La serva, una ragazza che rassomigliava a Lia ma molto giù giovane e acerba, aveva riacceso il fuoco e rimesso la caffettiera a bollire, sapendo che questo era il maggior conforto delle sue padrone e anche suo: e pensava con sollievo che finalmente il padrone anziano se ne sarebbe andato in campagna come già se n’era andato il padrone piccolo.
Erano autoritari e pretensiosi, gli uomini, quando stavano in casa. Il padrone anziano voleva che la serva gli versasse anche l’acqua da bere e gli lavasse i piedi come una schiava.
Quei giorni poi era più inumano che mai: il dolore per la morte del fratello pareva lo inasprisse e lo rendesse malvagio, invece di ricordargli che tutti dobbiamo morire.
Ecco che seduto ancora al posto dove da tre giorni riceve le condoglianze degli amici e dei conoscenti, ancora fermo e rigido dentro il suo cappotto come un diavolo in penitenza, grida alla ragazza che vada a prendere il cavallo dalla stalla e lo conduca all’abbeveratoio.
— E non montarci su, non farlo bere in fretta.
— L’ho fatto già bere qui, con l’acqua del pozzo pulita come l’argento.
— Oh!
Un oh, solo; ma urlato in modo tale che la ragazza balzò come sotto una sferzata e corse via.
Il fatto è che il padrone voleva per qualche momento liberarsi di lei e della sua curiosità; voleva parlare alle donne, prima di andarsene in campagna, alleggerirsi di un peso che gli gravava sull’anima e sul corpo.
— Zia Annia, — disse non senza una certa trepidazione, — bisogna che parliamo di una cosa; e tu, Maria Caterina, mettiti a sedere finalmente.
La moglie non se lo fece ripetere; era una piccola donna pingue e remissiva che sarebbe rimasta tutta la sua vita a sedere senza far niente, felice solo di quello. Sedette accanto a lui e riprese istintivamente l’atteggiamento composto e tragico di quando riceveva le condoglianze.
La vecchia zia Annia continuava invece ad andare e venire appoggiando l’altissima persona scarna e curva a un bastoncino che non lasciava mai: le sue lunghe vesti nere strascinavano per terra, tutte di lana glossa, e pure di lana era il fazzoletto che le circondava il viso grande terreo col lungo labbro sardo e gli occhioni scuri cerchiati.
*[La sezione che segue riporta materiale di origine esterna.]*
PR #356, opened 2022-07-15
refine conditions

XenoAmess:


pjfanning:
I applied some of the changes using https://github.com/apache/poi/commit/773ad5e8251a43b822793cb265a04a80793be4c7 -  I'm not convinced by the other ones

poi/src/main/java/org/apache/poi/hpsf/TypedPropertyValue.java
```diff
@@ -255,7 +255,7 @@ static void skipPadding( LittleEndianByteArrayInputStream lei ) {
         for (int i=0; i<skipBytes; i++) {
             lei.mark(1);
             int b = lei.read();
-            if (b == -1 || b != 0) {
+            if (b != 0) {
```
XenoAmess, line 258: I think it obvious here... whenever `b == -1` there always be `b != 0`

pjfanning: committed this one just now

PR #360, opened 2022-07-15
bugfix rgba not set

XenoAmess:


pjfanning:
Thanks @XenoAmess - I committed this with a new test case.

Andava e veniva; aveva sentito e forse anche capito il richiamo di Zebedeo, ma fingeva il contrario, occupata a riempire d’olio i lumi d’ottone disposti sopra il camino, e una lanterna che serviva alla notte per andare nel cortile o nella stalla.
— Zia Annia, — ripetè Zebedeo sforzandosi a parer gentile, — venite a sedervi qui, per piacere. Ho da chiedervi un consiglio.
Ella depose l’oliera, si pulì le mani, tutto con lentezza, assorta in un suo pensiero dal quale nulla valeva a distoglierla.
Quando finalmente le piacque andò a sedersi anche lei in fondo alla stanza, dove questa si svolgeva in una specie di abside con una finestra adesso chiusa, come tutte le altre della casa, per il lutto.
— Si tratta di quella donna, — disse Zebedeo, — di Lia, dell’amica del beato Basilio insomma.
La vecchia rispose secca.
— Se tu sei uomo di fegato devi trovare subito il modo di farla tacere.
— E come? — egli domandò piccato; — ditelo voi, il come.
— Sai quello che hanno fatto a donna Maria Deliperi, sebbene nobile e ricca. Aveva la lingua lunga e amava gli scandali: ebbene, tu sai quello che gli avversari le hanno fatto. Tu lo sai.
Egli lo sapeva. A questa Donna Maria Deliperi gli avversari avevano fustigato il sedere nudo con una corda di pelo sino a farlo sanguinare; e sulle piaghe vive sparso il sale, in modo che la donna dalla lingua lunga era stata in pericolo di vita.
— Gli avversari di donna Maria Deliperi avevano ragione di farle quanto le hanno fatto. Eppoi erano altri tempi. Io non mi sento da tanto.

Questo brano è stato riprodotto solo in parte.